The two Temple University alumni went on to create TARTLE (https://tartle.co), an online marketplace in which users can link their social profiles and sell data packets of their information anonymously for cryptocurrency (Bitcoin). For entities purchasing data, the process eliminates data brokers. For data creators (aka everyone who uses the internet), the marketplace puts control back in their hands and monetizes information they, rightfully, should own.

Putting people in charge of their own data, McCaig maintains, addresses many of the myriad current concerns about data and privacy.

"It's under scrutiny because you're not the one controlling that information," he says. "It's under scrutiny because other people are moving your information back and forth without your consent."

That certainly is a large element of the current scrutiny. On Jan. 1, the new California Consumer Privacy Act went into effect, allowing users to access personal data some companies have collected, demand that information be deleted and prevent it from being sold to third-party brokers. In last year's New Mexico legislative session, state Sen. Michael Padilla, D-Albuquerque, introduced a bill that echoed elements of California's law, but the measure died. Padilla told AdWeek magazine recently he plans to reshape and reintroduce the bill in the future.

Back to TARTLE. Co-founder Shelon still resides in New York. McCaig moved to Albuquerque, and TARTLE is located at the Santa Fe Business Incubator. (The name is an all-caps version of a Scottish word describing hesitation when trying to remember someone's name.) McCaig sees his company as having multiple points of impact. When he's talking to the general public, he says, he's asked to explain why people would sign up to sell their own information. The answer is simple: money. The range for records varies—an average of $320 for a medical record each time you sell it versus maybe a buck for your Facebook data. "It's a financial incentive," he says. Then on top of that, "You get privacy. You get control." For him, the TARTLE marketplace is a way "to reset a power imbalance and ensure there's a tool to do so. I want to show that people are the ones who have always had the true power and they've forgotten that. We are the ones who determine what people do with their resources."

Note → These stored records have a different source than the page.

PR #277, opened 2016-11-11
CB-11243: Fix target-device and deployment-target preferences

cjpearson:
### Platforms affected
iOS

### What does this PR do?

Fixes target-device and deployment-target preferences. There are several bugs reporting this issue. [CB-11243](https://issues.apache.org/jira/browse/CB-11243) [CB-11399](https://issues.apache.org/jira/browse/CB-11399) [CB-11772](https://issues.apache.org/jira/browse/CB-11772) [CB-11732](https://issues.apache.org/jira/browse/CB-11732)

This change adds `IPHONEOS_DEPLOYMENT_TARGET` and `TARGETED_DEVICE_FAMILY` back to the project file. This is necessary for the preferences to work until [CB-11468](https://issues.apache.org/jira/browse/CB-11468) is completed.

### Checklist

### DIFF
--- a/bin/templates/project/__TEMP__.xcodeproj/project.pbxproj
+++ b/bin/templates/project/__TEMP__.xcodeproj/project.pbxproj
@@ -303,7 +303,9 @@
 				GCC_THUMB_SUPPORT = NO;
 				GCC_VERSION = "";
 				INFOPLIST_FILE = "__PROJECT_NAME__/__PROJECT_NAME__-Info.plist";
+				IPHONEOS_DEPLOYMENT_TARGET = 8.0;
 				LD_RUNPATH_SEARCH_PATHS = "@executable_path/Frameworks";
+				TARGETED_DEVICE_FAMILY = "1,2";
 				PRODUCT_NAME = "__PROJECT_NAME__";
 			};
 			name = Debug;
@@ -323,7 +325,9 @@
 				GCC_THUMB_SUPPORT = NO;
 				GCC_VERSION = "";
 				INFOPLIST_FILE = "__PROJECT_NAME__/__PROJECT_NAME__-Info.plist";
+				IPHONEOS_DEPLOYMENT_TARGET = 8.0;
 				LD_RUNPATH_SEARCH_PATHS = "@executable_path/Frameworks";
+				TARGETED_DEVICE_FAMILY = "1,2";
 				PRODUCT_NAME = "__PROJECT_NAME__";
 			};
 			name = Release;
--- a/bin/templates/scripts/cordova/build.xcconfig
+++ b/bin/templates/scripts/cordova/build.xcconfig
@@ -23,9 +23,7 @@
 //
 
 HEADER_SEARCH_PATHS = "$(TARGET_BUILD_DIR)/usr/local/lib/include" "$(OBJROOT)/UninstalledProducts/include" "$(OBJROOT)/UninstalledProducts/$(PLATFORM_NAME)/include" "$(BUILT_PRODUCTS_DIR)"
-IPHONEOS_DEPLOYMENT_TARGET = 8.0
 OTHER_LDFLAGS = -ObjC
-TARGETED_DEVICE_FAMILY = 1,2
 
 // Type of signing identity used for codesigning, resolves to first match of given type.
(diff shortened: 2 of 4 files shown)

In other words, he says, if companies rely directly on consumers to share their behaviors, proclivities and desires, "that means we have…an objective idea of what we need to do with with our resources, our environment, our finances, social movements, political changes. There's no reason anymore, there's no excuse, for us to make any bad decisions, because all the information is available to us."

I found McCaig convincing, while at the same time had Black Mirror images of myself in some decrepit future attached to a computer asking me endless questions about what flavor of biogenetic ice cream I wanted to eat.

Travis Kellerman, a startup strategist and advisor described as TARTLE's "futurist advisor," tells me that while that sort of dystopian response might have been more accurate years ago, the system uses automation, so people aren't just "part of click farms" sitting in front of computers all day long answering questions. Kellerman also agreed with me that, yes, everything can be connected to The Matrix. In this case, though, he says the system is designed to give people back their agency, not enslave them. "It's in the mission statement," he says. "And in the design of the platform itself."

He sees TARTLE as having a "big lift" to scale and democratize the data economy. But "I really believe in this new vision of the future around data."